True, the Rockefellers, the Carnegies, and the Vanderbilts—who were the most famous robber barons—also made few friends during their ascendancy. And, as Kalanick does, they had a “winner-take-all” attitude and went to extreme lengths to build their visions. In the case of the railroads, the oil pipelines, or the steel mills, often this meant taking land away from people who did not want to hand it over. Or it meant building things without proper political or regulatory approvals, because they figured that once the project had become a fait accompli, the laws could be changed to reflect the new reality.
Uber has built its business without waiting to consult with government on the legality of ride-sharing. If it had waited, the business might never have gotten off the ground. But Uber has also managed, along the way, to anger many people and alienate large swathes of both drivers and journalists. Riders have not left the company to any large degree—yet. Uber’s work remains unfinished, but its mission is an important one. Let’s hope that Kalanick can recognize that this requires a bit more maturity, dignity, and tact; that by sharing his prosperity with the drivers who are helping him build this new infrastructure, he can avoid the label “robber baron”; and that he will come sooner rather than later to put the welfare of others before that of his ambitions.
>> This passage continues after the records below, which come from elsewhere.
PR #1480, opened 2017-05-01
Unused optional binding rule ignore option

marcelofabri:
Continued from #1454

I've rebased against master and fixed some issues with CHANGELOG and the length of `RulesTests`. Also improved the rule to be a bit safer, checking the type of `try?`.

// cc @Sega-Zero

### DIFF
--- a/CHANGELOG.md
+++ b/CHANGELOG.md
@@ -44,6 +44,13 @@
   [Sega-Zero](https://github.com/Sega-Zero)
   [#1432](https://github.com/realm/SwiftLint/issues/1432)
   
+  
+* Add lowercase and missing colon checks to the `mark` rule.  
+  [Jason Moore](https://github.com/xinsight)
+  
+* Add opt-in option to `unused_optional_binding` rule to ignore `try?` in `guard` statements  
+  [Sega-Zero](https://github.com/Sega-Zero)
+  [#1432](https://github.com/realm/SwiftLint/issues/1432)
 
 ##### Bug Fixes
 
--- a/CHANGELOG.md
+++ b/CHANGELOG.md
@@ -40,15 +40,9 @@
   keyword when it can be omitted inside closures.  
   [Marcelo Fabri](https://github.com/marcelofabri)
   [#1194](https://github.com/realm/SwiftLint/issues/1194)
-* Add opt-in option to `unused_optional_binding` rule to ignore `try?` in `guard` statements  
-  [Sega-Zero](https://github.com/Sega-Zero)
-  [#1432](https://github.com/realm/SwiftLint/issues/1432)
   
-  
-* Add lowercase and missing colon checks to the `mark` rule.  
-  [Jason Moore](https://github.com/xinsight)
-  
-* Add opt-in option to `unused_optional_binding` rule to ignore `try?` in `guard` statements  
+* Add option to `unused_optional_binding` rule to ignore `try?`
+  in `guard` statements.  
   [Sega-Zero](https://github.com/Sega-Zero)
   [#1432](https://github.com/realm/SwiftLint/issues/1432)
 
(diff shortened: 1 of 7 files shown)


Source/SwiftLintFramework/Rules/UnusedOptionalBindingRule.swift
```diff
@@ -10,7 +10,7 @@ import Foundation
 import SourceKittenFramework
 
 public struct UnusedOptionalBindingRule: ASTRule, ConfigurationProviderRule {
-    public var configuration = SeverityConfiguration(.warning)
+    public var configuration = UnusedOptionalBindingConfiguration(ignoreOptionalTry: true)
```
jpsim: what's the motivation for enabling this by default?

marcelofabri: Since people are questioning this rule in general, I thought it'd make sense to make it more "permissive" by default but at same time allowing people to keep the old behavior.

CHANGELOG.md
```diff
@@ -40,6 +40,11 @@
   keyword when it can be omitted inside closures.  
   [Marcelo Fabri](https://github.com/marcelofabri)
   [#1194](https://github.com/realm/SwiftLint/issues/1194)
+  
+* Add option to `unused_optional_binding` rule to ignore `try?`
```
jpsim: Since this change causes `try?` to be ignored _by _default, it seems to make sense to reverse the logic in this sentence:

> Add `ignore_optional_try ` option to `unused_optional_binding` rule, `true` by default. Set to `false` to emit a violation when binding the result of `try?` to `_`.

marcelofabri: I'm ok with that. Should I change it or do you prefer to do it?

Tests/SwiftLintFrameworkTests/UnusedOptionalBindingRuleTests.swift
```diff
@@ -0,0 +1,54 @@
...
+//
+
+import Foundation
+@testable import SwiftLintFramework
+import XCTest
+
+class UnusedOptionalBindingRuleTests: XCTestCase {
+
+    func testDefaultConfiguration() {
+        let baseDescription = UnusedOptionalBindingRule.description
```
jpsim: Maybe we could make a lens for `RuleDescription` to simplify this? See http://chris.eidhof.nl/post/lenses-in-swift/

Source/SwiftLintFramework/Rules/UnusedOptionalBindingRule.swift
jpsim: This should be considered a breaking change at the very least.

marcelofabri: I don't have strong opinions here, so I'm ok with reverting the default to `false`

jpsim:
Not sure how I feel about how this is being handled. This changes the semantics of the rule, stops detecting violations that it previously did, has a flag that needs to be set to `false` to change the behavior, which seems like the logic for that should be flipped (i.e. flags should be added to change behavior, not "removed" or "unset").

Tests/SwiftLintFrameworkTests/UnusedOptionalBindingRuleTests.swift
Sega-Zero: https://github.com/narfdotpl/lenso

marcelofabri: I think that might make sense, since this is becoming a common pattern

marcelofabri:
> Not sure how I feel about how this is being handled. This changes the semantics of the rule, stops detecting violations that it previously did, has a flag that needs to be set to false to change the behavior, which seems like the logic for that should be flipped (i.e. flags should be added to change behavior, not "removed" or "unset").

I had this dilemma as well when reviewing this, but decided to change the default because it seems that it's not a common pattern to use `let _ = try? foo()` (at least from our oss-check) and I'd say that the benefits for readability are debatable, so we should provide good defaults. But we need to weight existing users as well as you said, as well as the semantics of the flag. 

I'm cool with any of the options, since the important here IMO is to please both styles.

PR #1482, opened 2017-05-01
Prevent triggering `redundant_optional_initialization` rule  on a `lazy` var

### LINKED ISSUE #1334: Improper autocorrect for optional lazy vars.
I found what is definitely an edge case, but still a valid case of autocorrect producing source that won't compile.

Running autocorrect on the following file
```
class TestClass {
    private lazy var test: Int? = nil
}
```
will produce the output
```
class TestClass {
    private lazy var test: Int?
}
```
Xcode will then let you know `lazy var`s require an initializer.

If the code is
```
class TestClass {
    private lazy var test: Int? = 0
}
```
Everything is fine. It only happens with `nil`. 

Obviously, having a `lazy var` initialize to `nil` makes no sense. No clue why it was written like that. 

I could also see this being a reasonable warning to add. `lazy var x: Any? = nil` is probably a smell.

marcelofabri:
Fixes #1334

### DIFF
--- a/CHANGELOG.md
+++ b/CHANGELOG.md
@@ -54,6 +54,11 @@
   [Marcelo Fabri](https://github.com/marcelofabri)
   [#1460](https://github.com/realm/SwiftLint/issues/1460)
 
+* Prevent triggering `redundant_optional_initialization` rule
+  on a `lazy var` since it needs initialization.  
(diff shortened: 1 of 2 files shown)


jpsim:
🎉  thanks for your continued contributions @marcelofabri 👏

PR #1484, opened 2017-05-02
Vertical parameter alignment on call rule

### LINKED ISSUE #1037: Rule Request: Vertical Parameter Alignment in Function Calls
Migrated from #1033:

When refactoring, it's often very easy to mess up the vertical alignment of parameters in function calls:

```swift
validateFunction(file, kind: .function,
                    dictionary: [:])
```

We could (easily?) have a correctable rule for this.

marcelofabri:
Fixes #1037

TODO:
- [x] Add proper examples/tests
- [x] Add CHANGELOG entry
- [x] Think what to do with `MasterRuleList.swift` ~(probably that shouldn't trigger)~
- [x] Check number of violations in oss-check to see if this should be opt-in or default rule (my bet is that it'll trigger LOTS of violations)

### DIFF
--- a/.sourcery/MasterRuleList.stencil
+++ b/.sourcery/MasterRuleList.stencil
@@ -6,6 +6,6 @@
 //  Copyright © 2015 Realm. All rights reserved.
 //
 
-public let masterRuleList = RuleList(rules:
+public let masterRuleList = RuleList(rules: [
 {% for rule in types.structs where rule.name|hasSuffix:"Rule" or rule.name|hasSuffix:"Rules" %}    {{ rule.name }}.self{% if not forloop.last %},{% endif %}
-{% endfor %})
+{% endfor %}])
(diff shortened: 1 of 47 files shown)


marcelofabri:
Definitely opt-in 😂

marcelofabri:
@jpsim I'd love to get this in before cutting a pre-release 😊

marcelofabri:
Giphy

codytwinton:
@marcelofabri - For some reason, when I run:

```bash
swiftlint rules vertical_parameter_alignment_on_call
```

I get this response:

```bash
No rule with identifier: vertical_parameter_alignment_on_call
```

jpsim:
@codytwinton what version of SwiftLint are you running? This rule was first introduced in [0.20.0](https://github.com/realm/SwiftLint/releases/tag/0.20.0).

codytwinton:
I'm using version `0.20.1`

PR #1485, opened 2017-05-02
Enable implicit_return in SwiftLint

marcelofabri:
I'm still not 100% sure about this in some cases. Thoughts, @jpsim?

### DIFF
--- a/.swiftlint.yml
+++ b/.swiftlint.yml
@@ -21,6 +21,7 @@ opt_in_rules:
   - number_separator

You can follow me on Twitter and read more of my articles on my website: www.wadhwa.com.
With a passion for creating unique experiences and leveraging emerging technologies, I am dedicated to driving growth and creating value for all stakeholders in the cannabis and music industries.
10 年Uber is fantastic for the customer & the driver. Sure, some of the uberX drivers need guidance and practice, but Uber is her to stay. Uber makes my life more productive, everyday. It's a brand that I trust, respect and love.
Uber is incredible the first few times because the experience is so seamless. But it quickly starts to unravel as a business, with poor customer-centric service, taking advantage of both drivers and customers at times. I still use it but less and less, and will be thrilled when another company takes its place.
Political Organizer
10 年Digital Robber Baron. I love a good app, but this is trying to undercut everything else to get it off the ground.
Information Technology at Harvard University
10 年If you're at curious what all this Uber controversy is all about, sign up using the promo invite link below. Uber will credit your account for $30 off your first ride: https://www.uber.com/invite/83180.
Strategic Sales Leader | Industry Technologist | Customer Advocate | IT Solutions Director/VP
10 年It's the best thing ever... customers love it. I could care less what the bloated government bureaucrats think or their pals in the taxi business. The beauty of Uber is that is shows us the evils of big government and how it has prevented progress for years. Why on Earth would I need a fat tax collector to allow me to either accept a ride from a fellow citizen or offer a ride to him and if I choose to use modern communications to facilitate such a trade, it has zero bearing on the interaction.